Customer Collaboration Over Contract Negotiation
- Domain Understanding: Insisted on understanding the "why" behind requirements
- Stakeholder Communication: Translated technical concepts into business language
- Feedback Loops: Established quick ways to validate assumptions with users
- Adaptive Planning: Adjusted technical approach based on business feedback
Responding to Change Over Following a Plan
- Embracing Uncertainty: "We'll learn as we build" attitude
- Technical Agility: State machines made systems easy to modify and extend
- Continuous Learning: Always exploring new tools and approaches
- Risk Management: Built systems that could evolve safely
The Value of Cross-Generational Mentorship
The dynamic between a senior old man with a young guy really is remarkable. What I learned from this experience:
What Lucas Brought:
- Historical Context: "We tried this approach before, here's what we learned"

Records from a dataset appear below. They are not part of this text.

PR #206, opened 2020-06-20
Cherry-pick switch/case indentation PR

MPLew-is:
Cherry-picks and squashes #204 into the Swift 5.2 branch so it can be used against projects running the production Swift version.

Feel free to close if this you want to do this differently, just thought I'd save you some trouble from having to do it manually.


allevato:
This apparently slipped under my radar. My apologies!

While not the original request, this change did go into the 5.3-compatible release.

PR #207, opened 2020-06-24
Support building swift-format as part of Swift

dylansturg:
There are 3 changes to support building swift-format as part of the Swift project:

- Migrate other Swift project dependencies (swift-syntax and swift-argument-parser) to depend upon the master branches of those projects, so that they can be built as part of a single checkout.
- Create a build script that can be invoked by the Swift project's build system to build and test swift-format.
- Conditionally support building with local checkouts of Swift project dependencies (swift-syntax and swift-argument-parser).

When developing just for swift-format, it's still possible to use a recent DEV snapshot of the Swift toolchain to build and test without using local checkouts of the dependencies. That is the default behavior used by the Swift PM package (see the dependencies added with and without the `SWIFTCI_USE_LOCAL_DEPS` env var. 

I ran into some trouble when using `multiroot-data-file` for Swift PM when combining swift-format with the other swift-syntax dependent projects, because the other projects rely on test discovery. Test discovery seems to work fine for swift-format, so I've enabled it when using the build script. The `LinuxMain` testing support file is preserved because other existing workflows rely on that file to test on Linux when test discovery isn't supported.

This follows the instructions for incorporating swift-format into the Swift project's CI system:
https://forums.swift.org/t/testing-swift-format-as-part-of-swift-s-ci-infrastructure/30619

# Open Question

I'm not sure what is the best way to document the fact that `master` branch now depends on the latest build of Swift as opposed to a specific snapshot. I updated the README to note that the latest snapshot is necessary, but let me know if you think of a better way to document that.


dylansturg:
> I wonder if that table cell should just say "Swift at master".

That sounds like a good idea to me. I updated it.

akyrtzi:
@benlangmuir could you take a look at the build-script changes?
Also /cc @ahoppen for fyi

Package.resolved
```diff
@@ -5,17 +5,17 @@
         "package": "swift-argument-parser",
         "repositoryURL": "https://github.com/apple/swift-argument-parser.git",
         "state": {
-          "branch": null,
-          "revision": "8d31a0905c346a45c87773ad50862b5b3df8dff6",
-          "version": "0.0.4"
+          "branch": "master",
+          "revision": "eb51f949cdd0c9d88abba9ce79d37eb7ea1231d0",
+          "version": null
```
benlangmuir, line 10: Now that your dependencies are on branches rather than tags/versions, does it still make sense to have Package.resolved file checked in? Our CI system will build this against ToT for each dependency, but if a user checks it out or uses it as a dependency they will get whatever version is stamped here.  That seems like it will cause mismatches.

build-script-helper.py
```diff
@@ -0,0 +1,180 @@
...
+
+def printerr(message):
+  print(message, file=sys.stderr)
+
+def main(argv_prefix = []):
+  args = parse_args(argv_prefix + sys.argv[1:])
+  run(args)
+
+def parse_args(args):
+  parser = argparse.ArgumentParser(prog='BUILD-SCRIPT-HELPER.PY')
```
benlangmuir, line 30: What's up with all-caps here?

build-script-helper.py
```diff
@@ -0,0 +1,180 @@
...
+
+  parser.add_argument('--package-dir', default='')
```
benlangmuir, line 32: Please use `--package-path` to match `swift build` as well as other build-script-helper scripts such as sourcekit-lsp.

build-script-helper.py
```diff
@@ -0,0 +1,180 @@
...
+  parser.add_argument('-v', '--verbose', action='store_true', help='log executed commands')
+  parser.add_argument('--prefix', help='install path')
+  parser.add_argument('--config', default='debug')
+  parser.add_argument('--build-dir', default='.build')
```
benlangmuir, line 36: `--build-path`

build-script-helper.py
```diff
@@ -0,0 +1,180 @@
...
+  args = parse_args(argv_prefix + sys.argv[1:])
+  run(args)
+
+def parse_args(args):
+  parser = argparse.ArgumentParser(prog='BUILD-SCRIPT-HELPER.PY')
+
+  parser.add_argument('--package-dir', default='')
+  parser.add_argument('-v', '--verbose', action='store_true', help='log executed commands')
+  parser.add_argument('--prefix', help='install path')
+  parser.add_argument('--config', default='debug')
```
benlangmuir, line 35: `--configuration`

build-script-helper.py
```diff
@@ -0,0 +1,180 @@
...
+
+  parsed.swift_exec = os.path.join(parsed.toolchain, 'bin', 'swift')
+
+  # Convert package_dir to absolute path, relative to root of repo.
+  repo_path = os.path.dirname(__file__)
+  parsed.package_dir = os.path.realpath(
+                        os.path.join(repo_path, parsed.package_dir))
+
+  # Convert build_dir to absolute path, relative to package_dir.
+  parsed.build_dir = os.path.join(parsed.package_dir, parsed.build_dir)
```
benlangmuir, line 53: This is unintuitive to me.  In CI, this should always be absolute, and it should never be inside your source directory.  If I run this script manually, I would expect it to be relative to my working directory not the source tree.  If you want to make the default value be $SRC/.build to match swiftpm, you should only apply that to the default, not to all paths.  I.e.

* change default to `None`
* If path is `None`, explicitly set `build_dir = os.path.join(parsed.package_dir, '.build')`

Package.resolved
dylansturg: @allevato Is it safe to delete this?

allevato: Yeah, it should be deleted *and* added to `.gitignore`. Swift Package Manager will regenerate it when it does the checkout, but if it exists already it will be used, so we don't want wrong revisions to leak to users.

build-script-helper.py
dylansturg: I've renamed this param and the others that you flagged.

Just FYI - these names were taken from an [existing build-script-helper.py](https://github.com/apple/swift-stress-tester/blob/master/build-script-helper.py), so you or someone else may want to rename the params on that script for consistency.

akyrtzi: > Just FYI - these names were taken from an existing build-script-helper.py, so you or someone else may want to rename the params on that script for consistency.

/cc @nathawes

Package.resolved
allevato: Please make sure to add Package.resolved to `.gitignore` as well.

dylansturg: Overlooked that, thanks.

PR #208, opened 2020-06-29
Rewrite and fix `OneVariableDeclarationPerLine`.

allevato:
The old rule implementation assumed that if there were
multiple bindings in a single var decl, the last one
contained the type that should be applied to all of
them. The rules are actually more complex than that,
because they don't apply to bindings that have
initializer clauses (from which the type is inferred),
and they also allow multiple sequences of bindings in
the same decl (e.g., `var a, b: Int, c, d: String`).

This change also ensures proper handling of leading
comments (does not duplicate them) and that nested
declarations are transformed correctly.

Fixes SR-13051.


allevato:
cc @dylansturg

PR #209, opened 2020-06-30
Add portable Darwin build

dduan:
I use this script for distributing [DrString][], which also depends on `lib_InternalSwiftSyntaxParser.dylib`.

Summary of approach: 

1. distribute a copy of `lib_InternalSwiftSyntaxParser.dylib`
2. modify the main executable's rpath to include the copy's relative path. 

This ensures the .dylib is always compatible with the executable. The resulting .tar.gz can be unpacked into, say, the Homebrew installation folders. And users no longer need the "right" Xcode release to run `swift-format`.

[DrString]: https://github.com/dduan/DrString/blob/master/Scripts/package-darwin.sh

### DIFF
--- a/Scripts/package-darwin.sh
+++ b/Scripts/package-darwin.sh
@@ -1,0 +1,17 @@
+#!/bin/bash
+
+BUILD_PATH=.build/release
+LIB_PATH=$BUILD_PATH/lib
+BIN_PATH=$BUILD_PATH/bin/swift-format
+SWIFT_PATH=$(xcrun --find swift)
+
+swift build --configuration release --disable-sandbox
+rm -rf $LIB_PATH
+rm -rf $BIN_PATH
+mkdir -p $LIB_PATH
+mkdir -p $BUILD_PATH/bin
+cp .build/release/swift-format $BIN_PATH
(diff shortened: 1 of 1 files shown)


shepting:
What do you think about adding a CI test for this script to show how it works, and to verify that something doesn't break it?

dduan:
I'm not sure which CI system is preferred. If we could use GitHub Actions it'd be pretty trivial to implement.

allevato:
We're working on getting swift-format set up to run on the same swift-ci as apple/swift and apple/swift-syntax, since they're closely intertwined (changes to the compiler can result in changes to swift-syntax which can result in changes to swift-format).

Once we have that set up, that should give us some other benefits like automated tagging. I'm not sure what we can get there in the way of binary releases, but until we have that figured out I don't want to commit to supporting a particular script or distribution method just yet.

dduan:
That's understandable. This script is more appropriate for packagers (realistically, Homebrew package maintainers). I could see benefits of source package providing convenience for packagers but that's entirely optional.

From a very selfish POV this PR has been sitting here for too long for my PR-zero chasing desires. So I'd like to close it for now.

PR #212, opened 2020-07-29
Add support for Throws doc comments

frankus:
Adding a `- Throws:` declaration to a doc comment on a method with multiple parameters is causing a linting error. 

This PR adds support to parse throws documentation and will ensure that it is present on throwing functions/initializers and absent on non-throwing or rethrowing ones. 

I'm a little unsure of the comment declaration parsing code so some extra scrutiny is especially welcome there.

### DIFF
--- a/Sources/SwiftFormatRules/ValidateDocumentationComments.swift
+++ b/Sources/SwiftFormatRules/ValidateDocumentationComments.swift
@@ -24,12 +24,12 @@ public final class ValidateDocumentationComments: SyntaxLintRule {
 
   public override func visit(_ node: InitializerDeclSyntax) -> SyntaxVisitorContinueKind {
     return checkFunctionLikeDocumentation(
-      DeclSyntax(node), name: "init", parameters: node.parameters.parameterList)
+      DeclSyntax(node), name: "init", parameters: node.parameters.parameterList, throwsOrRethrowsKeyword: node.throwsOrRethrowsKeyword)
   }
 
   public override func visit(_ node: FunctionDeclSyntax) -> SyntaxVisitorContinueKind {
     return checkFunctionLikeDocumentation(
-      DeclSyntax(node), name: node.identifier.text, parameters: node.signature.input.parameterList,
+      DeclSyntax(node), name: node.identifier.text, parameters: node.signature.input.parameterList, throwsOrRethrowsKeyword: node.signature.throwsOrRethrowsKeyword,
       returnClause: node.signature.output)
   }
 
@@ -37,6 +37,7 @@ public final class ValidateDocumentationComments: SyntaxLintRule {
     _ node: DeclSyntax,
     name: String,
     parameters: FunctionParameterListSyntax,
+    throwsOrRethrowsKeyword: TokenSyntax?,
     returnClause: ReturnClauseSyntax? = nil
   ) -> SyntaxVisitorContinueKind {
     guard let declComment = node.docComment else { return .skipChildren }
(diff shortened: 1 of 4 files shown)


Sources/SwiftFormatRules/ValidateDocumentationComments.swift
```diff
@@ -95,6 +97,22 @@ public final class ValidateDocumentationComments: SyntaxLintRule {
...
   }
+
+  /// Ensures the function has throws documentation if it may actually throw
+  /// an error.
+  private func validateThrows(
+    _ throwsOrRethrowsKeyword: TokenSyntax?,
+    name: String,
+    throwsDesc: String?
+  ) {
+    let needsThrowsDesc = throwsOrRethrowsKeyword != nil && throwsOrRethrowsKeyword!.tokenKind == .throwsKeyword
```
allevato, line 108: This could be written more simply as `let needsThrowsDesc = throwsOrRethrowsKeyword?.tokenKind == .throwsKeyword`; if `throwsOrRethrowsKeyword` is nil, then that equality will also fail so there's no need to check it separately.

Sources/SwiftFormatRules/ValidateDocumentationComments.swift
```diff
@@ -153,4 +171,15 @@ extension Diagnostic.Message {
     "replace the singular inline form of 'Parameter' tag with a plural 'Parameters' tag "
       + "and group each parameter as a nested list"
   )
+
+  public static func removeThrowsComment(funcName: String) -> Diagnostic.Message {
+    return Diagnostic.Message(
+      .warning,
+      "remove the throws comment of \(funcName), it doesn't throw an error"
```
allevato, line 178: Suggested message: `"remove the 'Throws' tag for non-throwing function \(funcName)"`

(I realize that yours is similar to the `return` message, but it should be improved at some point as well; we can do that in a separate change.)

Sources/SwiftFormatRules/ValidateDocumentationComments.swift
```diff
@@ -153,4 +171,15 @@ extension Diagnostic.Message {
...
+    )
+  }
+
+  public static func documentErrorsThrown(funcName: String) -> Diagnostic.Message {
+    return Diagnostic.Message(.warning, "document the errors thrown by \(funcName)")
```
allevato, line 183: Suggested message: `"add a 'Throws' tag describing the errors thrown by \(funcName)"`

Sources/SwiftFormatRules/ValidateDocumentationComments.swift
```diff
@@ -95,6 +97,22 @@ public final class ValidateDocumentationComments: SyntaxLintRule {
       diagnose(.documentReturnValue(funcName: name), on: returnClause)
     }
   }
+
+  /// Ensures the function has throws documentation if it may actually throw
+  /// an error.
+  private func validateThrows(
```
allevato, line 103: It's probably worth an additional brief paragraph of documentation here to say that it's an explicit choice to **not** consider functions that use `rethrows` as needing `Throws` tags.

I wasn't sure if there was an established practice on this, but at least in the standard library, none of the functions that use `rethrows` document their errors; the only functions that have `Throws` tags are in `Result` and the various `Codable`-related types, which are all `throws`. So following that precedent (as you're already doing) makes sense.

frankus: I was going off of the default behavior in Xcode, which in the release version is to crash 😜 and in the beta is to *not*  stub out a `- Throws` comment for functions that rethrow. 

But yeah, good call on calling that out explicitly.

Sources/SwiftFormatRules/ValidateDocumentationComments.swift
frankus: Fixed.

Sources/SwiftFormatRules/ValidateDocumentationComments.swift
frankus: Fixed.

Sources/SwiftFormatRules/ValidateDocumentationComments.swift
frankus: Fixed.

frankus:
I'm open to reverting the last commit, but it seemed like a single enum handles things better than three separate `Bool`s. At the same time, this introduces even more changes to part of the code you mentioned that you're working on rewriting.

- Pattern Recognition: Spotted anti-patterns before they became problems
- Emotional Intelligence: Knew when to push and when to support
- Professional Wisdom: Shared insights about career development and industry trends
What I Brought:
- Fresh Perspective: Questioned assumptions and suggested new approaches
- Energy and Curiosity: Eagerness to learn and try new things
- Technical Updates: Knowledge of newer tools and frameworks
- Different Problem-Solving Styles: Complementary thinking approaches
The Synergy:
- Accelerated Learning: Both directions—I learned faster, he stayed current
- Better Solutions: Combined experience with innovation
- Reduced Risk: His experience prevented costly mistakes
- Increased Innovation: My fresh perspective opened new possibilities
Real-World Agile in Action
State Machines as Agile Architecture
Lucas's approach to state machines perfectly exemplified agile principles:
Simple Design
- YAGNI (You Aren't Gonna Need It): Start with basic states, add complexity only when needed
- Clear Interfaces: Triggers and state tables made the system easy to understand and modify
- Testable Components: Each state transition could be tested independently
Iterative Development
- Start Small: Begin with core states and essential transitions
- Build Incrementally: Add new states and triggers as requirements evolved
- Refactor Continuously: State machines made it safe to refactor business logic
Embrace Change
- Flexible Architecture: Adding new business rules meant adding new states/triggers
- Low Coupling: State machines isolated business logic from implementation details
- Easy Maintenance: Clear separation made debugging and modifications straightforward
Agile Team Dynamics
Daily Collaboration
Lucas showed me that agile isn't about ceremonies—it's about mindset:
- Continuous Communication: Constant dialog during pair programming
- Shared Ownership: Both responsible for the quality of the solution
- Collective Problem-Solving: Two minds tackling complex problems together
Learning Culture
- Safe to Fail: Experiments were encouraged, failures were learning opportunities
- Knowledge Transfer: Every session was both coding and teaching
- Continuous Improvement: Regular reflection on what worked and what didn't
The Business Connection
What made Lucas exceptional was his ability to connect agile technical practices with business value:
BPM Integration
- Business Alignment: State machines mapped directly to business processes
- Stakeholder Communication: Visual state diagrams that business people could understand
- Rapid Validation: Quick prototypes to validate business logic with stakeholders
Sustainable Pace
- Technical Debt Management: State machines prevented complex, unmaintainable code
- Predictable Delivery: Well-structured code meant reliable estimates
- Team Sustainability: Mentorship ensured knowledge transfer and team growth
Legacy and Lasting Impact
Lucas taught me that great developers don't just write good code—they build great teams and sustainable systems. His approach to agile development was holistic:
- Technical Excellence: Clean, maintainable code through solid architectural patterns
- Human Development: Investing in people and relationships
- Business Impact: Always connecting technical decisions to business outcomes
- Continuous Learning: Staying curious and open to new ideas
Links and References
This post is a tribute to mentorship and the lasting impact of working with experienced professionals who take time to share their knowledge.